Three aspects to be paid attention to in the use of vegetable fertilizer in autumn greenhouse

Greenhouse vegetables have high multiple cropping index, high yield and large Fertilizer demand. The base fertilizer has a great influence on the yield, quality and soil properties of vegetables. It is the most basic link in fertilization and is essential for the growth and development of vegetable crops. The following three aspects should be noted when applying the base fertilizer.

First, determine the amount of fertilizer based on the target yield of vegetables. To determine the amount of fertilizer applied to the greenhouse, it is necessary to consider the soil fertility and the amount of fertilizer required for vegetables. Generally 30% of the total nitrogen fertilizer, 80% of the Phosphate Fertilizer, and 50% of the potassium fertilizer are used as the base fertilizer, and the biological fertilizer and the micro-fertilizer are all applied as much as possible. For example, the yield of autumn 茬 tomato is generally between 8,000 and 9000 kg. In this production range, for each 1000 kg of tomato produced, it needs to absorb 4.4 kg of nitrogen, 1.1 kg of phosphorus pentoxide, 4.8 kg of potassium oxide, and the ratio of NPK is 1:0.25:1.1. More calcium and boron are needed. Among them, the high-Phosphorus Fertilizer should be selected as the base fertilizer, and the low-phosphorus fertilizer should be used as the top dressing. The amount of base fertilizer is 40-50 kg, the ratio of NPK is 1:1:0.75; the application rate is 75-85 kg, and the ratio of NPK is 1:0.2:0.85.

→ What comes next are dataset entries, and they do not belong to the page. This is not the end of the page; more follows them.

PR #1026, opened 2020-06-30
Add intermediate script for complexity

nateglims:
*Description of changes:* Moved complexity to a subscript so we can compensate for it's questionable exit code practices.

### DIFF
--- a/tools/ci/complexity.sh
+++ b/tools/ci/complexity.sh
@@ -4,7 +4,7 @@ function usage {
     cat <<USAGE
 Usage: $0 [files...]
 
-An script to run complexity in CI. This is needed to avoid issues with
+A script to run complexity in CI. This is needed to avoid issues with
 exit codes.
 
 USAGE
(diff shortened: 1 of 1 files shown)


tools/ci/complexity.sh
```diff
@@ -0,0 +1,27 @@
...
+exit codes.
+
+USAGE
+}
+
+if [ $# -eq 0 ] ; then
+    usage
+    exit 1
+fi
+
```
gkwicker, line 17: You could also consider checking to make sure that `complexity` is installed first, e.g.:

Second, ensure that the amount of organic fertilizer is sufficient. Organic fertilizers (including farmyard manure, manure and cake fertilizer) are most suitable for base fertilizer application. For old greenhouses with high soil fertility, more attention should be paid to the application of some bio-organic fertilizers as base fertilizer. To maintain soil fertility and organic matter in the shed without reducing or slightly increasing, organic fertilizer must be added to the greenhouse soil. According to the change law of soil organic matter in greenhouse and the ratio of organic nitrogen to inorganic nitrogen is 1:0.4-1, the highest yield is calculated. It is necessary to maintain the soil organic matter in greenhouses above 2.0% to ensure high yield, and organic matter should be applied every year. The organic fertilizer with a content of 30% is not less than 2000 kg/mu. If the soil organic matter content in greenhouses is to be increased year by year, the total amount of 30% organic fertilizer applied per year should exceed 2000 kg.

3. Determine the method of applying the base fertilizer according to the weather and growth characteristics. When applying the base fertilizer, it is mainly based on large-volume crude organic fertilizer such as decomposed soil and manure, manure, and 8 to 12 cubic meters per mu to increase soil organic matter and carbon materials, and a small amount of high-quality bio-organic fertilizer (general dosage) 100 ~ 150 kg) and slow release type Potassium Sulfate compound fertilizer 75 ~ 100 kg. Controlled release fertilizer is used to regulate the release rate of nitrogen fertilizer in the base fertilizer, to avoid the occurrence of high temperature and prevent root diseases. After fruit setting, the whole element fertilizer containing nitrogen, phosphorus and potassium should be applied with water.